Task to complete –
Report each line of the entries below that has the word "Latest" in it.
Data supplied below:
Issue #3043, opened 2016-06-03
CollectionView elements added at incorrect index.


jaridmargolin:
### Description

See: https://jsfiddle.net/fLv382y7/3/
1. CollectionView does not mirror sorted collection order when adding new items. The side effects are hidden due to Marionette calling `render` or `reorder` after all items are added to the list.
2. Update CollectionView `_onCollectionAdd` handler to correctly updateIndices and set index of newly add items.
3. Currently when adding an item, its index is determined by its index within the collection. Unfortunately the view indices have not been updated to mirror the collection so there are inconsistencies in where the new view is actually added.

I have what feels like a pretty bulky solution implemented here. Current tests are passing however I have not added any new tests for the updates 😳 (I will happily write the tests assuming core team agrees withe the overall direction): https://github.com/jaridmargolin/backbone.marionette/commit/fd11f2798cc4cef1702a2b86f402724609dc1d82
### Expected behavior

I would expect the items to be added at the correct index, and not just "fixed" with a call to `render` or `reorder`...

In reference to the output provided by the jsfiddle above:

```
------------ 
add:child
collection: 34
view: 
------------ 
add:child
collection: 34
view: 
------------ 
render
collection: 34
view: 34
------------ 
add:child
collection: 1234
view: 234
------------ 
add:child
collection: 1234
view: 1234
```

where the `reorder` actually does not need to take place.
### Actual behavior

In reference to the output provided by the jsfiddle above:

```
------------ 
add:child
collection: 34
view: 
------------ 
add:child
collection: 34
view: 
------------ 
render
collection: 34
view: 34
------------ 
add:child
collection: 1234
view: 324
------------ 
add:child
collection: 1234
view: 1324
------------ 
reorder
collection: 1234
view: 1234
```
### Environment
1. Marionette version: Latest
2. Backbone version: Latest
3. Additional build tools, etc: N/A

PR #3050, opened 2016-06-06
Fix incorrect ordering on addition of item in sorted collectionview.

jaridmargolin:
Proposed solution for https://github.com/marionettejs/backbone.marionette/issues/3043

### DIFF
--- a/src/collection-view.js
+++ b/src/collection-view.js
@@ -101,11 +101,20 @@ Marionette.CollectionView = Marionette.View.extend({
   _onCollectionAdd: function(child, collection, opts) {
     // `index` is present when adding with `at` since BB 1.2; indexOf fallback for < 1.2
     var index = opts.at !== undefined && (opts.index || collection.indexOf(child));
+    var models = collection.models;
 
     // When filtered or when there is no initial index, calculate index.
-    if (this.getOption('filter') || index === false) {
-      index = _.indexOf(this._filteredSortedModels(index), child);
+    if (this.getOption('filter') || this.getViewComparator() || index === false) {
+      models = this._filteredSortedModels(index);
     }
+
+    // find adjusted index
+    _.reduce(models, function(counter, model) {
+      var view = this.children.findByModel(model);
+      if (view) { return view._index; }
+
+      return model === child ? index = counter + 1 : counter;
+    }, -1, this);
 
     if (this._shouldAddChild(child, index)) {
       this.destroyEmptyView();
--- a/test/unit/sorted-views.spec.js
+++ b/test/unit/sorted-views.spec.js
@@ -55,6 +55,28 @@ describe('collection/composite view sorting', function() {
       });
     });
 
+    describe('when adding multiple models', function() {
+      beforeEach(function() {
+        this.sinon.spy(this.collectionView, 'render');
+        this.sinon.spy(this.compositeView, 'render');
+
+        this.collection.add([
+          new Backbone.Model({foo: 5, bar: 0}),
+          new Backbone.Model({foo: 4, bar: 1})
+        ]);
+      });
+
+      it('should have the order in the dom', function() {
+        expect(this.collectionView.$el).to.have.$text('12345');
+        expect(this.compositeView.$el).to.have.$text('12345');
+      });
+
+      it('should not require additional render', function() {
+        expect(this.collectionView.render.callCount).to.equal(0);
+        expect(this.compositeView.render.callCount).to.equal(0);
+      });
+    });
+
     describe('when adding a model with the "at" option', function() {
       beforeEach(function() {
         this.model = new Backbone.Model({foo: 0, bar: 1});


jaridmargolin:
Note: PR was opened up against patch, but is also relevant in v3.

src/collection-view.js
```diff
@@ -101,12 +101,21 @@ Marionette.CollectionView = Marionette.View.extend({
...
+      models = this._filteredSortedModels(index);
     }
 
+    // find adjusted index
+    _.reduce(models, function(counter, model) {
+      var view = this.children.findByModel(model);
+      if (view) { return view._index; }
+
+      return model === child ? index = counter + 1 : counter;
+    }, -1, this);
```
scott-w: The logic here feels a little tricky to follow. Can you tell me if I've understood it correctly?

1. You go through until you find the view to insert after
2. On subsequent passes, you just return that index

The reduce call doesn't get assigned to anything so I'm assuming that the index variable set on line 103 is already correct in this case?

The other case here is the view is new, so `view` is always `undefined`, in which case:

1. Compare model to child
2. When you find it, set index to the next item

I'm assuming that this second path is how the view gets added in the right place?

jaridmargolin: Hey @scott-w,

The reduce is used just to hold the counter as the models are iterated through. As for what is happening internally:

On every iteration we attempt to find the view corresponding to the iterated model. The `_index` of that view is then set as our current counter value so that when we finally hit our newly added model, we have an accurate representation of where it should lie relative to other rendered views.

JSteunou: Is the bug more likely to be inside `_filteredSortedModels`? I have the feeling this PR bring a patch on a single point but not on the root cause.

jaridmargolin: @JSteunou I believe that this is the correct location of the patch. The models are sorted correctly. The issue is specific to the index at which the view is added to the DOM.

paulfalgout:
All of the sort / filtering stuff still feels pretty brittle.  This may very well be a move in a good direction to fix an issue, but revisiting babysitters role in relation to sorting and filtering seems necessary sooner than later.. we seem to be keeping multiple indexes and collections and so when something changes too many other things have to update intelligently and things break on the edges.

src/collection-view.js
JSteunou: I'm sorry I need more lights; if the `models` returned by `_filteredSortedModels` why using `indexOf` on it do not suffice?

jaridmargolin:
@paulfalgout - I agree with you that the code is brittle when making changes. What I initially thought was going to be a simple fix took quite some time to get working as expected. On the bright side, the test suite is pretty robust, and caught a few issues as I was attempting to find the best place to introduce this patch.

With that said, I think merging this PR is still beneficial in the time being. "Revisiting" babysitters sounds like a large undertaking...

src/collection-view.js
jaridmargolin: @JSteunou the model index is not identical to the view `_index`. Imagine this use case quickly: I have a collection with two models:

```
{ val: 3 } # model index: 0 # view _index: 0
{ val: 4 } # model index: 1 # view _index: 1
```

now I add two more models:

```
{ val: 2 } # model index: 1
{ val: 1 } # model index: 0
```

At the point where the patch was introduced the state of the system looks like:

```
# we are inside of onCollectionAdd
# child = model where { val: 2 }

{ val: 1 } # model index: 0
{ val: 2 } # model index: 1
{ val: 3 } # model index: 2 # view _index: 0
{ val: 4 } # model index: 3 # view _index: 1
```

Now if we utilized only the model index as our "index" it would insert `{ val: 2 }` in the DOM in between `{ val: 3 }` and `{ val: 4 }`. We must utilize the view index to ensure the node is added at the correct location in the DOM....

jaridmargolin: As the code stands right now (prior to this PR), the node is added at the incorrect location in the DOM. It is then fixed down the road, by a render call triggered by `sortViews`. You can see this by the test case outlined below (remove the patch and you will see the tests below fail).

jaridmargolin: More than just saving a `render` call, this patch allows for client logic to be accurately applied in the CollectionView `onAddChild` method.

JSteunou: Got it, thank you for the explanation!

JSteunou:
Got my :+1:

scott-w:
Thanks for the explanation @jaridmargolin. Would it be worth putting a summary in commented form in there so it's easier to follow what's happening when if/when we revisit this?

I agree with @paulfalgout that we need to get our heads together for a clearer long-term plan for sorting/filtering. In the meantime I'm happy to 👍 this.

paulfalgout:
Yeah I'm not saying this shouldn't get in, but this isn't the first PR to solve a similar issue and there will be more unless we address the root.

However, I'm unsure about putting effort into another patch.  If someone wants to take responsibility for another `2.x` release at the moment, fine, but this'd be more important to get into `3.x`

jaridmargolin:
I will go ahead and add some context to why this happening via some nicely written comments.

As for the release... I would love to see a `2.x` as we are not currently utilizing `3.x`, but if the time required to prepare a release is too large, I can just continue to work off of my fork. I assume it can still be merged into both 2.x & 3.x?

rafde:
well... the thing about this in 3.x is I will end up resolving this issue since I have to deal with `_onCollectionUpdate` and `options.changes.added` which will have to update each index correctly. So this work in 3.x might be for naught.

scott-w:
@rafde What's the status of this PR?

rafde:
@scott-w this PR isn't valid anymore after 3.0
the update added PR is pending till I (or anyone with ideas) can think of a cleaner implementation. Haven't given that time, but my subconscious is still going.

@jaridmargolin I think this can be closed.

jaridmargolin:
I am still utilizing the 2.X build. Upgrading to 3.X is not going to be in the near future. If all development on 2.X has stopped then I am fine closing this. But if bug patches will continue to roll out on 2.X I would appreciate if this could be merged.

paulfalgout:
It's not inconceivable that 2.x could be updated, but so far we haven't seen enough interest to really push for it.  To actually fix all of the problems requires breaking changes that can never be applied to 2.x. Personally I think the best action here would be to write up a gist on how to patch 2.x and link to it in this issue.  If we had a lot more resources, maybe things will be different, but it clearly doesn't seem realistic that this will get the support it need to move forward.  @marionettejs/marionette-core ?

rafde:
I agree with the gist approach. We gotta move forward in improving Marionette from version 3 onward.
End of Data supplied.
Output for this exercise –
1. Marionette version: Latest
2. Backbone version: Latest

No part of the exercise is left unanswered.